Task prompt - Please take the records that follow and repeat exactly the lines starting with the line with "Current added props" and going on through the line with "Additionally, this also".

### Given data

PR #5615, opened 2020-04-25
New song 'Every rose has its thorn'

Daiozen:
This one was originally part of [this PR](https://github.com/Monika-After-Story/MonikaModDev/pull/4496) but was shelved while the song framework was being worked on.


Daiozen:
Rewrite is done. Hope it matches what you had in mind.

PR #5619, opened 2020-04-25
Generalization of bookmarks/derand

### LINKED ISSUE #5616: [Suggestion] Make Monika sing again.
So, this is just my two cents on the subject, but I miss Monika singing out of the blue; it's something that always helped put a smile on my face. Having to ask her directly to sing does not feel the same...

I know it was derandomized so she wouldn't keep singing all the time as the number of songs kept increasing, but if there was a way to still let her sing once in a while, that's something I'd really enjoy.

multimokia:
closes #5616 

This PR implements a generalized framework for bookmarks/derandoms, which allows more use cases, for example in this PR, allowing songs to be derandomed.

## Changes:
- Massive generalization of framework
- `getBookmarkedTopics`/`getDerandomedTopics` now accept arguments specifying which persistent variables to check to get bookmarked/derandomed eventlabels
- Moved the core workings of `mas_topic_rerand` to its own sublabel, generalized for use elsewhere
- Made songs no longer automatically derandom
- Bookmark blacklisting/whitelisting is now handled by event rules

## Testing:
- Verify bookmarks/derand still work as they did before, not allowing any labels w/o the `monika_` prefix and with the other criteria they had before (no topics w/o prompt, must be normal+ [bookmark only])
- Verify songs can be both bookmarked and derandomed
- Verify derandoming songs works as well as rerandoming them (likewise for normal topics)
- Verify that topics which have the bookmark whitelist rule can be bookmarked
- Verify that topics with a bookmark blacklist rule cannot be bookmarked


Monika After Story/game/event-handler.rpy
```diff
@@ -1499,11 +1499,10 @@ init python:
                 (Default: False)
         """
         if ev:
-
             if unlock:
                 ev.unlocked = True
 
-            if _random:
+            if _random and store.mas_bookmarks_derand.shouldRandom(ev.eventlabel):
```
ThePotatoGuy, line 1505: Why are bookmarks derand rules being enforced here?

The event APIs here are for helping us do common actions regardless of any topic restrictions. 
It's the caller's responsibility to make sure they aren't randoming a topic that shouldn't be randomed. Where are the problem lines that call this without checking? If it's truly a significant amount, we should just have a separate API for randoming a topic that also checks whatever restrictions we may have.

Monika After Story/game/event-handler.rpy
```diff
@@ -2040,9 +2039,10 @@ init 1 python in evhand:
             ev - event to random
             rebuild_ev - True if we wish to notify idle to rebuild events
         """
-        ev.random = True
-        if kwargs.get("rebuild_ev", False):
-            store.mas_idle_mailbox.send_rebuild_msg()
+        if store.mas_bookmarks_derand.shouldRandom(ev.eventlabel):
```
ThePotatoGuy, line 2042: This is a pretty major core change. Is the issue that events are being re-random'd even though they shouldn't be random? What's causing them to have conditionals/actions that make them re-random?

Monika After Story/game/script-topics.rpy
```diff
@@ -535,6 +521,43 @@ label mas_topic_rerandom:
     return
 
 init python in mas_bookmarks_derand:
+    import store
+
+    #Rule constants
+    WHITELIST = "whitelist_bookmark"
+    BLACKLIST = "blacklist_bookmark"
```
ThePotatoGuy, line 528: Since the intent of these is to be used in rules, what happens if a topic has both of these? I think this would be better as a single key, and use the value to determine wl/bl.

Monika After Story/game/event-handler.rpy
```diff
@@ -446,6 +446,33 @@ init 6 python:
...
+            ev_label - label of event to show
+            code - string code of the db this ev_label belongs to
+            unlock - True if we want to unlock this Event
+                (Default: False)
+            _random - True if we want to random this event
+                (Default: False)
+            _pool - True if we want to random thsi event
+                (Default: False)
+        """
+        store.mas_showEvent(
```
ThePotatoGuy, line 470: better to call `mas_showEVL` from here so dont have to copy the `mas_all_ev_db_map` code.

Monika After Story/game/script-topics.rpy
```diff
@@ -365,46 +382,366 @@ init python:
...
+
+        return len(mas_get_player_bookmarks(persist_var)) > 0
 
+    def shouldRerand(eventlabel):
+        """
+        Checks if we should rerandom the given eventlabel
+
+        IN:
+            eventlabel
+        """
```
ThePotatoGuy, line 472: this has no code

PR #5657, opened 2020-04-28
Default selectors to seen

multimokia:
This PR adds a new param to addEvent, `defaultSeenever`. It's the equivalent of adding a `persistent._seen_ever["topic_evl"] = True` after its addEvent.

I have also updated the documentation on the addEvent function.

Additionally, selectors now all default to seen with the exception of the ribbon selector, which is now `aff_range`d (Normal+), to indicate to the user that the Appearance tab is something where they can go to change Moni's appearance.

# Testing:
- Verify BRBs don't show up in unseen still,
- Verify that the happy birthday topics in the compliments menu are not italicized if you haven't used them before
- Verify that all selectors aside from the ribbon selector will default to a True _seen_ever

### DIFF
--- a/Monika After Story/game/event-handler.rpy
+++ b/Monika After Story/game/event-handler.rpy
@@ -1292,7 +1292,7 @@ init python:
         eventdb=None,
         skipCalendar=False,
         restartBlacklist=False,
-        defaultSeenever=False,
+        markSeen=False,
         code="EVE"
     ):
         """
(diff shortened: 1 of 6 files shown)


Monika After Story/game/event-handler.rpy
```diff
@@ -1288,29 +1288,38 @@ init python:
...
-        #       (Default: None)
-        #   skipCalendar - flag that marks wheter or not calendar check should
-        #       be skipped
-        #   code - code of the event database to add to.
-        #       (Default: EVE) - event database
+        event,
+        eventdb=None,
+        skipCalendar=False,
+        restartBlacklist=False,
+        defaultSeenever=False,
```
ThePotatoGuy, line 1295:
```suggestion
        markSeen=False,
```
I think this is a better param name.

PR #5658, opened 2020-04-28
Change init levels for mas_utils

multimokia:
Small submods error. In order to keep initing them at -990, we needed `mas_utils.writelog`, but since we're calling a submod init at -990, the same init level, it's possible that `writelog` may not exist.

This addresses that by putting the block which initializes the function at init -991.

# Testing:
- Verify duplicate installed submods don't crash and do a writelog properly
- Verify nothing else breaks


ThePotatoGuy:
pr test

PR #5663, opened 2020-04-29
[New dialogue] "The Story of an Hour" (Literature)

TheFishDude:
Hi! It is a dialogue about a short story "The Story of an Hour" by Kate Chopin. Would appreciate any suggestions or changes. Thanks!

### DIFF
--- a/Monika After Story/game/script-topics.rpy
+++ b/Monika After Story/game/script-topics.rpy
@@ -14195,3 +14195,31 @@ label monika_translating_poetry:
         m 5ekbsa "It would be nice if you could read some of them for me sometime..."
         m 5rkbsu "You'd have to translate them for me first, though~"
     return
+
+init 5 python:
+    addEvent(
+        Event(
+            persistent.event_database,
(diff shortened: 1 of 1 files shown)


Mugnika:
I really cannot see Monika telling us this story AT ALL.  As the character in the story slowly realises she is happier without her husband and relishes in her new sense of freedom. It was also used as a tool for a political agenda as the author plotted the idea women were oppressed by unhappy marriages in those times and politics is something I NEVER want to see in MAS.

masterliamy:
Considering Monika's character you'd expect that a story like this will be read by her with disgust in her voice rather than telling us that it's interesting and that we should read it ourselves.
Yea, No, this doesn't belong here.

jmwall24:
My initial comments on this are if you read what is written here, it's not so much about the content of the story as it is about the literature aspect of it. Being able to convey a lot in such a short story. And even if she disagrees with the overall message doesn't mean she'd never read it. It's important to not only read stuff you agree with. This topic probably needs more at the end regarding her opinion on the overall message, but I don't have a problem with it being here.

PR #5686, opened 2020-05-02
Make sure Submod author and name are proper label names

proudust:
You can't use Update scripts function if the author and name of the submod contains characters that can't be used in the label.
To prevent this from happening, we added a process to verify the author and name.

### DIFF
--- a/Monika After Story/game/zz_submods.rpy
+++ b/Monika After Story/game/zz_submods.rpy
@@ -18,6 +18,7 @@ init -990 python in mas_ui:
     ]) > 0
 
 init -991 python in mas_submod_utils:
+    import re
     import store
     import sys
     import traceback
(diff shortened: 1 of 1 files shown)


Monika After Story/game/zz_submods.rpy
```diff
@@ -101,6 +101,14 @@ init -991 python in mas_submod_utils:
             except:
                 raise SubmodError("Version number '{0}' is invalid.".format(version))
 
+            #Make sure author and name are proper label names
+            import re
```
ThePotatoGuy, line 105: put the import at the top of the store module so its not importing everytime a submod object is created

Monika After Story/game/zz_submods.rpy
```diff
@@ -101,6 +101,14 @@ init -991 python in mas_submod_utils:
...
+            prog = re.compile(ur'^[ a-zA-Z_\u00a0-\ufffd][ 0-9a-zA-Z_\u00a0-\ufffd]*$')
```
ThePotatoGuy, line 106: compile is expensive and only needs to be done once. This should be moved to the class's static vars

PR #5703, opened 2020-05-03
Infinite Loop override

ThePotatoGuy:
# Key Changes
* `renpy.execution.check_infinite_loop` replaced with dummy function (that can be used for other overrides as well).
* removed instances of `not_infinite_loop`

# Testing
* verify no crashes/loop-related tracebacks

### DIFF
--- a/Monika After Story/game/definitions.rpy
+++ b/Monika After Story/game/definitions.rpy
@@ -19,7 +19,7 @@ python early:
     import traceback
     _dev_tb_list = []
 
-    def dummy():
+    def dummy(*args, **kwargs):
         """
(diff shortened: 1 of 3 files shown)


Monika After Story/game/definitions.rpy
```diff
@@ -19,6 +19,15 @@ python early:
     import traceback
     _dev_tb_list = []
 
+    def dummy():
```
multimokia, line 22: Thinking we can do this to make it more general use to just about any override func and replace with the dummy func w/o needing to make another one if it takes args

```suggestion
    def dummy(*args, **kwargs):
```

######
### Given data

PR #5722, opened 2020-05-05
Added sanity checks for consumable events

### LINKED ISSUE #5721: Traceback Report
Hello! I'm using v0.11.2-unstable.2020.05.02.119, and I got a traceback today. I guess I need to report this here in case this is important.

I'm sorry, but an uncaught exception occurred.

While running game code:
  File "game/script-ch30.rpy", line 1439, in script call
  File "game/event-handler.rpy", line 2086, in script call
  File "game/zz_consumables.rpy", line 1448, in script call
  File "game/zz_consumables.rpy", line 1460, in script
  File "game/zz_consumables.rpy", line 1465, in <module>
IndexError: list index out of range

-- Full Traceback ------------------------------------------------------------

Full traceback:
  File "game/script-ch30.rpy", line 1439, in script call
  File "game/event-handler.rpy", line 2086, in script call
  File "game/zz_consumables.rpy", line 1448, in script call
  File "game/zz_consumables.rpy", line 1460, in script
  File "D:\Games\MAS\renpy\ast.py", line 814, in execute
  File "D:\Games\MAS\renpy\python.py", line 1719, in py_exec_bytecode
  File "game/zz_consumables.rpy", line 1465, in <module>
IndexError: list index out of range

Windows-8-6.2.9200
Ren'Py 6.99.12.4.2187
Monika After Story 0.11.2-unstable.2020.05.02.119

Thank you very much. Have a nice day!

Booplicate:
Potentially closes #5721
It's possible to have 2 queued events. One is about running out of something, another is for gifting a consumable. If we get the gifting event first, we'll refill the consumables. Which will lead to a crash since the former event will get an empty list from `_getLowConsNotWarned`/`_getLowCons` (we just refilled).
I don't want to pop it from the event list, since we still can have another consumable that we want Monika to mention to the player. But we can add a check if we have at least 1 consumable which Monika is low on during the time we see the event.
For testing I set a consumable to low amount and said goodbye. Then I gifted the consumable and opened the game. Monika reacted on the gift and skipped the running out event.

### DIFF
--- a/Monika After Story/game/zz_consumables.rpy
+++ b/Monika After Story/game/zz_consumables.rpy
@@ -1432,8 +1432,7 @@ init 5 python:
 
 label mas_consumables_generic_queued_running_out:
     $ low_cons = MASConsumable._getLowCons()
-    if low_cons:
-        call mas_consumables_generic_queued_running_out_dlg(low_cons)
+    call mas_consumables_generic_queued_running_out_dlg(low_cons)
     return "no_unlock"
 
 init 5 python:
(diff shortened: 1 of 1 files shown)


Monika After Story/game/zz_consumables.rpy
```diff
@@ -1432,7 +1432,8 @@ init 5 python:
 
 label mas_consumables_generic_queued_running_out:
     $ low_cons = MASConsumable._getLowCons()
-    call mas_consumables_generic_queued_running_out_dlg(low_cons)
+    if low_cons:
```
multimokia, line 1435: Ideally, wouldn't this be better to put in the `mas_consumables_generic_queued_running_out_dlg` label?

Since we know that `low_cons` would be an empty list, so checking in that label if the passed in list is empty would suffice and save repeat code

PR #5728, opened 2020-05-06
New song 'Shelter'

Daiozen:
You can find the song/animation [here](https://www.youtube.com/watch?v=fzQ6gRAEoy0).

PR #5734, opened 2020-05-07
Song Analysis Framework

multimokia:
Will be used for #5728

######
### Given data

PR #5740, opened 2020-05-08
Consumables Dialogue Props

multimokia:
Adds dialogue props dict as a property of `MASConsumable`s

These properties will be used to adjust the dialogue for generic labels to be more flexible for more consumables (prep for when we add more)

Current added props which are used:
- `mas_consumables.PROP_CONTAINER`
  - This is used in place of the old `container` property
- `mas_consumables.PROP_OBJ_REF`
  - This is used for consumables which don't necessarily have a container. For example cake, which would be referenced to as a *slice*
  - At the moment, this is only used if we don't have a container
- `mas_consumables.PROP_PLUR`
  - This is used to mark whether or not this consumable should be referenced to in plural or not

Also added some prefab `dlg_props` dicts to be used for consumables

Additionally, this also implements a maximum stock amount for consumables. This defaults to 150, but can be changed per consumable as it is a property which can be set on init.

######

Response for this exercise -
Current added props which are used:
- `mas_consumables.PROP_CONTAINER`
  - This is used in place of the old `container` property
- `mas_consumables.PROP_OBJ_REF`
  - This is used for consumables which don't necessarily have a container. For example cake, which would be referenced to as a *slice*
  - At the moment, this is only used if we don't have a container
- `mas_consumables.PROP_PLUR`
  - This is used to mark whether or not this consumable should be referenced to in plural or not

Also added some prefab `dlg_props` dicts to be used for consumables

Additionally, this also implements a maximum stock amount for consumables. This defaults to 150, but can be changed per consumable as it is a property which can be set on init.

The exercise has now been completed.